# Duda con el puente en H para control de motor DC



## lu2is (Ene 18, 2009)

Hola que tal.

Miren, quiero controlar un motor DC de 3V y 200mA.
Para esto pienso armar un puente en H como el que se muestra en esta pagina: 
http://robots-argentina.com.ar/MotorCC_PuenteH.htm

En el diagrama de dicha pagina aparecen 6 transistores, 4 resistencias y 4 diodos como componentes del puente.
Mi duda es sobre si realmente se ocupan conectar los 4 diodos o no. En esa pagina aparece la explicacion de las 2 fases del puente (cuando el motor avanza y cuando retrocede).
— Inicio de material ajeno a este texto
PR #842, opened 2025-04-29
Use PyObject_HEAD_INIT for _Unset_Object and _NoDefault_Object on >=3.13

alexmalyshev:
This makes the immortal refcount an implementation detail and it accounts for GIL vs NoGIL builds of Python (ob_refcnt vs ob_ref_local).


alexmalyshev:
Whoops, this is wrong. The macro only immortalizes when Py_BUILD_CORE is defined.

En ambas explicaciones no parecen utilizarse ninguno de los 4 diodos.

Porfavor pasen por la pagina y a ver si pueden aclarar mi duda.
Gracias y salu2.


----------



## Fogonazo (Ene 18, 2009)

Los diodos son la protección de los transistores contra los picos de tensión que puedan generar el motor.
Tienen un funcionamiento "Activo" solo ante los pulsos de tensión inversa que genera el motor al momento de apagado del mismo, colocarlos es una practica habitual para el manejo de cargas inductivas (Motores, solenoides, transformadores, Etc)


----------



## Romyggar (Ene 18, 2009)

el puente de diodos funciona "casi"como rectificador de onda completa, en toería, - sin mis oxidados conocimientos teóricos no me fallan, -  los diodos garantizan que  las corrientes vayan en las direciiones deseadas.

en la practica hé usado Puentes H y nunca hé necesitado diodos para hacer funcionar el circuito. además los Q1 y Q6 nunca los implementé, simplemente las bases de los otros transistores las conecté a las líneas digitales  que controlan el puente H con resistencias de 470Ohm. me funcionó de maravilla.
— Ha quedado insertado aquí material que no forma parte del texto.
PR #421, opened 2023-03-16
SND Geometry for Muon Magnetic Spectrometer studies in SHiP

antonioiuliano2:
Dear All,

This is the geometry I showed at the Collaboration Meeting, which I employ for the simulation of performace study of magnetic spectrometer.

This introduces a NuTauTargetDesign version 4, which will be the design version for the studies in ECN3 from now on.
The main changes are basically two:

- The target is now simply a sequence of Emulsion/Tungsten Wall and Target Trackers;
- The muon filter is replaced with a magnetic spectrometer, with for now an uniform magnetic field of 3 T.

Please give a look at the code and give me advice, if possible. I have tried to clean it in the last days, but it still is quite messy (especially due to the large difference of the muon detector volume with respect to the previous configuration).

SND_ECN3_layout_magspectro_studies

Best Regards,
Antonio

### DIFF
--- a/geometry/geometry_config.py
+++ b/geometry/geometry_config.py
@@ -713,19 +713,19 @@ with ConfigRegistry.register_config("basic") as c:
         c.NuTauTarget.col = 2
         c.NuTauTarget.wall = 13
         c.NuTauTarget.n_plates = 59
-        c.NuTauTarget.EmX = 19.2 * u.cm
-        c.NuTauTarget.EmY = 19.2 * u.cm
+        c.NuTauTarget.EmX = 20. * u.cm
+        c.NuTauTarget.EmY = 20. * u.cm
         c.NuTauTarget.BrPackX = 2 * 0.05 * u.cm
         c.NuTauTarget.BrPackY = 2 * 0.05 * u.cm
-        c.NuTauTarget.BrPackZ = 0
+        c.NuTauTarget.BrPackZ = 2.21 * u.cm
         c.NuTauTarget.BrX = c.NuTauTarget.BrPackX + c.NuTauTarget.EmX
         c.NuTauTarget.BrY = c.NuTauTarget.BrPackY + c.NuTauTarget.EmY
 
         c.NuTauTarget.EPlW = 2* c.NuTauTarget.EmTh + c.NuTauTarget.PBTh
         c.NuTauTarget.AllPW = c.NuTauTarget.LeadTh + c.NuTauTarget.EPlW
 
-        #c.NuTauTarget.BrZ = c.NuTauTarget.n_plates * c.NuTauTarget.AllPW + c.NuTauTarget.EPlW + c.NuTauTarget.BrPackZ
-        c.NuTauTarget.BrZ = 10. * u.cm #hardcoded wall width
+        c.NuTauTarget.BrZ = c.NuTauTarget.n_plates * c.NuTauTarget.AllPW + c.NuTauTarget.EPlW + c.NuTauTarget.BrPackZ #10 cm
+        #c.NuTauTarget.BrZ = 10. * u.cm #hardcoded wall width
         c.NuTauTarget.SingleEmFilm = False
 
  #TargetTrackers!
@@ -757,12 +757,12 @@ with ConfigRegistry.register_config("basic") as c:
         c.NuTauTT.scifimat_hor = c.NuTauTarget.WallXDim #13.045 * 7 + endpieces = length of hor. mats
         c.NuTauTT.scifimat_vert = c.NuTauTarget.WallYDim #13.045 * 11 + endpieces = length of vert. mats
         c.NuTauTT.scifimat_z = 0.145 * u.cm   # Scintillating fiber mat
-        c.NuTauTT.support_z = 0.02 * u.cm     # Support carbon composite
+        c.NuTauTT.support_z = 1.355 * u.cm     # More space for support (total TTZ 5 cm)
         c.NuTauTT.honeycomb_z = 2 * u.cm      # Airex (or Nomex)
         c.NuTauTT.TTX = c.NuTauTT.scifimat_hor
         c.NuTauTT.TTY = c.NuTauTT.scifimat_vert
         c.NuTauTT.TTZ = 2 * c.NuTauTT.support_z + 2 * c.NuTauTT.scifimat_z + c.NuTauTT.honeycomb_z 
-        c.NuTauTT.n = c.NuTauTarget.wall
+        c.NuTauTT.n = c.NuTauTarget.wall + 1 #starts and end with TT, no HPT
         # should be called after TTX, TTY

espero que te sirva mi respuesta!


----------



## Fogonazo (Ene 18, 2009)

romyggar dijo:
			
		

> el puente de diodos funciona "casi"como rectificador de onda completa, en toería, - sin mis oxidados conocimientos teóricos no me fallan.......


Fíjate que todos los diodos están polarizados en opuesto, *no conducen*.
La configuración "Parece" un puente rectificador pero esa no es la función.
Cada diodo esta en paralelo con la juntura colector-emisor de cada transistor pero en oposición para absorber los picos negativos de tensión que pudiera generar el motor.


----------



## Romyggar (Ene 18, 2009)

ups! jejeje creo que estar pegado casi un día al computador me está afectando la vista!, bueno fogonazo, gracias por el jalón de orejas! jejeje


----------



## fernandoae (Ene 19, 2009)

Para tan poco motor no se justifica ese puente, arma uno con transistores de menos corriente y que sean solo 4.
SIEMPRE CON DIODOS


----------



## lu2is (Ene 19, 2009)

Muchas gracias a todos por sus aclaraciones.


----------



## Palmas (Ago 5, 2009)

Hola fernandoae, serìa bueno que también tú des un circuito equivalente que "justifique" al anterior. De esa manera tu aclaración será màs beneficiosa para todos. Saludos.
Palmas.


----------



## fernandoae (Ago 5, 2009)

EL circuito es el mismo pero con transistores de menor corriente, obvio que porque son mas baratos.
Y los diodos no se pueden quitar porque son para proteger a los transistores de los picos de tensión que genera el motor.


----------



## riphet (Oct 22, 2012)

Fogonazo dijo:


> Fíjate que todos los diodos están polarizados en opuesto, *no conducen*.
> La configuración "Parece" un puente rectificador pero esa no es la función.
> Cada diodo esta en paralelo con la juntura colector-emisor de cada transistor pero en oposición para absorber los picos negativos de tensión que pudiera generar el motor.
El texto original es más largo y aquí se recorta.